Quantitative Determination of Charge Transport Interface at Vertically Phase Separated Soluble Acene/Polymer Blends

Abstract Interfacial structure is critical for optimizing the electrical properties of organic field‐effect transistors. In this study, the interfacial structures of 6,13‐bis(triisopropylsilylethynyl)pentacene (TIPS‐pentacene)/polymer blends are nondestructively determined by the complementary neutron and X‐ray reflectivity. The TIPS‐pentacene/deuterated poly(methylmethacrylate) (d‐PMMA) blends exhibit a vertically phase‐separated structure with a molecularly sharp interface (interfacial roughness ≈5 Å), whereas the TIPS‐pentacene/d‐polystyrene (d‐PS) blend intermix near the interface.
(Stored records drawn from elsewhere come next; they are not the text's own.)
PR #2432, opened 2025-12-30
Recompile \INITDISPLAYBCPL in ATERM

rmkaplan:
This has been hanging around for about a year, I don't remember exactly why I did this.  But probably to make sure that the (create STREAM) tracks changes that had been made to the STREAM declaration quite some time ago, for external formats


pamoroso:
It builds and runs with no apparent issues.

nbriggs (approved):
Looks good.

Ultrahigh molecular weight d‐PMMA leads to the formation of surface‐segregated hexagonal spherulites of TIPS‐pentacene owing to the thermodynamic factors (e.g., surface/interface energy, polarity, and viscosity) of the blending materials. The well‐developed hexagonal spherulites of TIPS‐pentacene on molecularly sharp d‐PMMA interface result in higher field‐effect mobility as compared to the dendritic crystals from d‐PS blends because of the higher perfectness, coverage, and interfacial roughness of the TIPS‐pentacene crystals. The approach used in this study facilitates the understanding of the charge transport mechanism at the phase‐separated interfaces in soluble acene/polymer blends.